Only the lines below from the one containing "PR #2417, opened 2026-09-16" to the one containing "The witness page-count" should be repeated, both included and unchanged.
----
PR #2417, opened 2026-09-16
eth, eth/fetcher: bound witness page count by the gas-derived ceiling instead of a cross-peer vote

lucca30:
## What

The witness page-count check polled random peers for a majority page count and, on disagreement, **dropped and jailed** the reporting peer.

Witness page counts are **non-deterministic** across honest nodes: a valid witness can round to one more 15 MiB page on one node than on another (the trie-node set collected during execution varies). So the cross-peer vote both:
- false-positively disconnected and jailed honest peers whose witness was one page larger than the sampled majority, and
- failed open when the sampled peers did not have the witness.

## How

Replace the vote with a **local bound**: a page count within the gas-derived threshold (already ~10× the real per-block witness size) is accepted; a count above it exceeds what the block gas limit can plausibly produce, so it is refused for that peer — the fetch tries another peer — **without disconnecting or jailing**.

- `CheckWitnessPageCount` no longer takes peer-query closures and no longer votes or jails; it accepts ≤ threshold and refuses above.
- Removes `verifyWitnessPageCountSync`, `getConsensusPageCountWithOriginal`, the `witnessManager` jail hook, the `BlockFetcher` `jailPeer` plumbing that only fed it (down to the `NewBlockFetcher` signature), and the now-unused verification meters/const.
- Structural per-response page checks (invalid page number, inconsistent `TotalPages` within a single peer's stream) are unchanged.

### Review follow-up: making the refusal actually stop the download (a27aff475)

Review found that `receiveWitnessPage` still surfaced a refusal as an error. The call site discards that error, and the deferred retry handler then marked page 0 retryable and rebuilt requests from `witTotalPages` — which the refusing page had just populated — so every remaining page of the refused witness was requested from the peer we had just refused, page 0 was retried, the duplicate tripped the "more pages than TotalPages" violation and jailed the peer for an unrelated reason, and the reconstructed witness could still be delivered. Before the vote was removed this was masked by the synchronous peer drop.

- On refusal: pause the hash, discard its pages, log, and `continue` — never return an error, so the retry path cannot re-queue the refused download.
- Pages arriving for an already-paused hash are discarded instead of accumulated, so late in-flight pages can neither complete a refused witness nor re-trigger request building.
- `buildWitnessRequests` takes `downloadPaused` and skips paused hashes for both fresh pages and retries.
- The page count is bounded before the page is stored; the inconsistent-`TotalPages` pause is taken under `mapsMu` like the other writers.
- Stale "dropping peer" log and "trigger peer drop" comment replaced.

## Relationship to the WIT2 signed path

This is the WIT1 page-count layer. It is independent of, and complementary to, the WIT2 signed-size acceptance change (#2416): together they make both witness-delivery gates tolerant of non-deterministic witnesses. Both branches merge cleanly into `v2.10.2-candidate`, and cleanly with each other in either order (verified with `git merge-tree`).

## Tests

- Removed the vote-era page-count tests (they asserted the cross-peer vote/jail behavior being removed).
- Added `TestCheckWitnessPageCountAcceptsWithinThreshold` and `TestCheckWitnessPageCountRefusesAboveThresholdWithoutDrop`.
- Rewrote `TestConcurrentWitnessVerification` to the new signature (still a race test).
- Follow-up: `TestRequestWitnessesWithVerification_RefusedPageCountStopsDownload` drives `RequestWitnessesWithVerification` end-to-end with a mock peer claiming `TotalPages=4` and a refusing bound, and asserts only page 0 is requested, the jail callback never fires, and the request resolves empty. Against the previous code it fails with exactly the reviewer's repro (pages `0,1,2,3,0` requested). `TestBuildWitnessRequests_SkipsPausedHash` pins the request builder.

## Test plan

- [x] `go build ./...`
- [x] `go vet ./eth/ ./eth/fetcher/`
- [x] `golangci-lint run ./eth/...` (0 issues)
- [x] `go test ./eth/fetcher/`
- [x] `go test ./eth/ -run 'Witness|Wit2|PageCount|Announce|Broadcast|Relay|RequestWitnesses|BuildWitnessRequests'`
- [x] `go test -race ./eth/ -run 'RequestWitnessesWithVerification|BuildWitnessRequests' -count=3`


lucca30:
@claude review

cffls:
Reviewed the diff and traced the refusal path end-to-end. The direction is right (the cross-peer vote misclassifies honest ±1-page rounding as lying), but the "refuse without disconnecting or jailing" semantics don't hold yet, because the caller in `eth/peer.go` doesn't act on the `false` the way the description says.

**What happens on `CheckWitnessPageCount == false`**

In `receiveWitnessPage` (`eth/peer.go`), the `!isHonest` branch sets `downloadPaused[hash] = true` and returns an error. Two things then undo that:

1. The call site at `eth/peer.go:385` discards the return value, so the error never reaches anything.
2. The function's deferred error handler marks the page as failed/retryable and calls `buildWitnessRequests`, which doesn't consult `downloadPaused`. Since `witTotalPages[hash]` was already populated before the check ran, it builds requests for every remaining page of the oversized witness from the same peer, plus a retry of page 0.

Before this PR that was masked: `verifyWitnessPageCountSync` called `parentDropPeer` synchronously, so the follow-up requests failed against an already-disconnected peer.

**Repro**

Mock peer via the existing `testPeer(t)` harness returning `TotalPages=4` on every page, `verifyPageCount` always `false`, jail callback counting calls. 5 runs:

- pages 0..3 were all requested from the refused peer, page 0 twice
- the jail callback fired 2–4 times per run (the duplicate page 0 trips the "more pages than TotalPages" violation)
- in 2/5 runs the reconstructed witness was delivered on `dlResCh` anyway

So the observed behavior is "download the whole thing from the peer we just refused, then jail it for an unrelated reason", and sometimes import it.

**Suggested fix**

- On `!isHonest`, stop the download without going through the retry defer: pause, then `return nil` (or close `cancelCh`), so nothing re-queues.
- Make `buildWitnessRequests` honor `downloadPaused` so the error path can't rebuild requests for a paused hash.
----
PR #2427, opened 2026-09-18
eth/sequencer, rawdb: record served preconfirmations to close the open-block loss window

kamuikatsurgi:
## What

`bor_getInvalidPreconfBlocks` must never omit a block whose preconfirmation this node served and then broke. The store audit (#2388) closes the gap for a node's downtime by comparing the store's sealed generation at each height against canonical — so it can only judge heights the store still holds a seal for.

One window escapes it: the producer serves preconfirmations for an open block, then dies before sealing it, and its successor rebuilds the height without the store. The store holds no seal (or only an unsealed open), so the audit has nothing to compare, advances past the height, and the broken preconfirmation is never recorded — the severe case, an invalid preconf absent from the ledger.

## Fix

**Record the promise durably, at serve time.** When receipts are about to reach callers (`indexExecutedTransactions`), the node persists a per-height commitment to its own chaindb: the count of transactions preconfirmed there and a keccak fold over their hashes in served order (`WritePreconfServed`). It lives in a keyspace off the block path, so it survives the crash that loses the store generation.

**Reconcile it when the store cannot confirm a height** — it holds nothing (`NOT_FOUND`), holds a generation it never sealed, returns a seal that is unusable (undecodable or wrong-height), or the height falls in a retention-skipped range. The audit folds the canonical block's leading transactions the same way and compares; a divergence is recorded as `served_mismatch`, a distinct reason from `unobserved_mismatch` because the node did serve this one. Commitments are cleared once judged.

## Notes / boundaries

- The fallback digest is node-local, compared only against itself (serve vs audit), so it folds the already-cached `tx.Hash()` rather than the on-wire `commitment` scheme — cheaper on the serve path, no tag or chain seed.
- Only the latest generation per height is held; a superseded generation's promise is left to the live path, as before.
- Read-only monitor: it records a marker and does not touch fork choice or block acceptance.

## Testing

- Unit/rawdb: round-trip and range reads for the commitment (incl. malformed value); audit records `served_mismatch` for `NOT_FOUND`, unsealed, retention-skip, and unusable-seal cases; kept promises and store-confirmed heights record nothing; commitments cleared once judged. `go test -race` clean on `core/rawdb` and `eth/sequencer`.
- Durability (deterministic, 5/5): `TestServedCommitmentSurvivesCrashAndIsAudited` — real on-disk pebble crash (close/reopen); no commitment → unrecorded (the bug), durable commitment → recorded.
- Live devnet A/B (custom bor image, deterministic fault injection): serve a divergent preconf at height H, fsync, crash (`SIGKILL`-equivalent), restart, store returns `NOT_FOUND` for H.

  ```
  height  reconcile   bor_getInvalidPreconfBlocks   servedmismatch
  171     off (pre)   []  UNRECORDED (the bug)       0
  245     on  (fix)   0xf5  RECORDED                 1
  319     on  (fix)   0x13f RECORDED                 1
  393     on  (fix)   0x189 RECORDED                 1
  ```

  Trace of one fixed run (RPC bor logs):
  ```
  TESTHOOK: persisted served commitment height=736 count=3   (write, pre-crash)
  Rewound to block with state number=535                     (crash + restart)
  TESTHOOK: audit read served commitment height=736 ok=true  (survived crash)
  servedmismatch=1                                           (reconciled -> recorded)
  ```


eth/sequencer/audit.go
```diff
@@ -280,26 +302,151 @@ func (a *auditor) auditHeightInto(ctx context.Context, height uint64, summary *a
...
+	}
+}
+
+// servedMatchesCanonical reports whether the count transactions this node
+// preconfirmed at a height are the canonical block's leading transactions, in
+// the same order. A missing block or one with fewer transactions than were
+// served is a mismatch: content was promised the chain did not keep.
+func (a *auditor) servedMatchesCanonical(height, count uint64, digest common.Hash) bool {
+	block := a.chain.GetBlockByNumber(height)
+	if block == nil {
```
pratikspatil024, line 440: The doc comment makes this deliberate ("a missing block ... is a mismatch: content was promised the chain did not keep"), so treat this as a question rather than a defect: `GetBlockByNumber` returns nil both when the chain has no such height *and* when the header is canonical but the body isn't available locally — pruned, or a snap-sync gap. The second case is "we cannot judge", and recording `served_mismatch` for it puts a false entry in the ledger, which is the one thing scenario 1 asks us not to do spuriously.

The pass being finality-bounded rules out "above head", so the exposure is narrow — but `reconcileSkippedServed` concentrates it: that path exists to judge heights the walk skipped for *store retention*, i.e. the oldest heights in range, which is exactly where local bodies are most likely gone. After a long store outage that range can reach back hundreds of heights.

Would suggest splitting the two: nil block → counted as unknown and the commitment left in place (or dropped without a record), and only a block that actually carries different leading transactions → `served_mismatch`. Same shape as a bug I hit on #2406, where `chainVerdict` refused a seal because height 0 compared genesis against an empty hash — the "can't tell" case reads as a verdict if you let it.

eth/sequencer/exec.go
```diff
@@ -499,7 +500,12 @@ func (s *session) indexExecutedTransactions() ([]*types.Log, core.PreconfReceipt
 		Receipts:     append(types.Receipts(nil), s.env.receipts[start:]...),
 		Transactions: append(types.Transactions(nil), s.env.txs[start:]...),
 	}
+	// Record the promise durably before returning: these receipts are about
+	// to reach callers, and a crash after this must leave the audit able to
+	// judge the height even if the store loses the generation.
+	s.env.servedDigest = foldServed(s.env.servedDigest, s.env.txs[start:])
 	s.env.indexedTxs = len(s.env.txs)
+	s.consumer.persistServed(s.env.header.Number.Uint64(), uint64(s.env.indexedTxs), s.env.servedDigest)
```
----
# SOLUTION TO THIS EXERCISE
PR #2417, opened 2026-09-16
eth, eth/fetcher: bound witness page count by the gas-derived ceiling instead of a cross-peer vote

lucca30:
## What

The witness page-count check polled random peers for a majority page count and, on disagreement, **dropped and jailed** the reporting peer.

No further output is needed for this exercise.